Finalmente, en la época contemporánea, esa nueva noción de Europa se traduce en formas jurídicas y administrativas que cristalizan en la Unión Europea. La integración posterior a la Segunda Guerra Mundial se desarrolló como una construcción política gradual, basada en mecanismos de cooperación económica y de mercados, que fueron ampliándose hasta configurar estructuras supranacionales cada vez más complejas. Al mismo tiempo, la tensión entre herencia cristiana y secularización reapareció en los debates sobre la identidad europea durante la elaboración del Tratado Constitucional Europeo y, posteriormente, del Tratado de Lisboa. Su preámbulo terminó aludiendo de soslayo a la «herencia religiosa, cultural y humanista» de Europa.

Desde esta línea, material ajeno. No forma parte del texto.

PR #36, opened 2018-07-09
swagger:Modified description to be more descriptive and provide detai…

mnn-agarwal:
…ls around how to obtain API keys, etc.

Checked on editor.swagger.io


swagger.json
```diff
@@ -3,7 +3,7 @@
...
...he error, you can refer to the following table for understanding the error message.\n\n| Status Code | Message | Description |\n|-------------|----------------|-------------------------------------------------------------------|\n| 401 | Invalid token | The API token is invalid and could not be authenticated. Please refer to the [authentication section](#section/Authentication). |\n| 404 | Page not found | The API endpoint being accessed is invalid. |\n| 400 | Bad request | Default response for an invalid request. Please check the request to make sure it follows the format specified in the documentation. |\n\n# Versioning\n\nAll our APIs are versioned. Our current API version is `v1` and we are continuously working on improving it further and provide additional endpoints. If we intend to make breaking changes to an API which either changes the response format or request parameter, we will increment the version. Thus, you can use our current API version worry free.\n\n# FAQs\n\nCheck out our [responses to FAQs here](https://kb.samsara.com/hc/en-us/sections/360000538054-APIs). Don’t see an answer to your question? Reach out to us on [support@samsara.com](mailto:support@samsara.com)."
```
silverspace: Hmm, this introduction section isn't very maintainable if someone wants to make an update. Does the rendered swagger file look correct if we add newlines into the JSON string?

mnn-agarwal: It does not :(
If we add newline in the json it breaks the file. We might want to move to YAML at some point. that is more readable

silverspace: I tested this on editor.swagger.com and it ignores any newlines that we add. For example:

```
"description": "# Introduction\n\n
Samsara provides API endpoints...
```

silverspace: Nevermind, JSON does not allow \A newline characters. This is a bummer, but I guess we won't be updating this too often.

El nombre mítico llegado a lomos de un astado designa en nuestros días una construcción política, jurídica y administrativa que todavía debate el sentido último de su propia identidad.

UNA IDEA DE EUROPA

La dialéctica entre las distintas ideas de Europa se percibe en los albores de la modernidad. A finales del siglo XVIII, el romántico alemán Novalis escribió el breve ensayo La cristiandad o Europa (Ediciones Rialp, 2019). Ya desde el título, una vocal hace suyo el peso y la gravedad del pensamiento de un mundo que se resiste a morir frente a un orden nuevo que le desafía.

El joven Novalis es de los primeros autores modernos en detectar la crisis de identidad y el problema de la unidad política sin unidad espiritual. «Fueron tiempos hermosos, deslumbrantes, aquellos en los que Europa era una tierra cristiana», escribe el poeta. En la cristiandad medieval, lo político, lo religioso y lo cultural formaban un mismo horizonte de sentido en torno a una unidad simbólica: «Un poderoso interés comunitario enlazaba las más distantes provincias de este anchuroso reino espiritual». Novalis percibe que, a través de la disposición misma de las cosas —la arquitectura, el incienso, la música sacra o la poesía—, el misterio impregnaba la vida cotidiana y orientaba las almas hacia una realidad trascendente. Y, en este mundo en el que lo tangible se rozaba con la tradición y el pasado, se abrían celestiales puertas a lo espiritual.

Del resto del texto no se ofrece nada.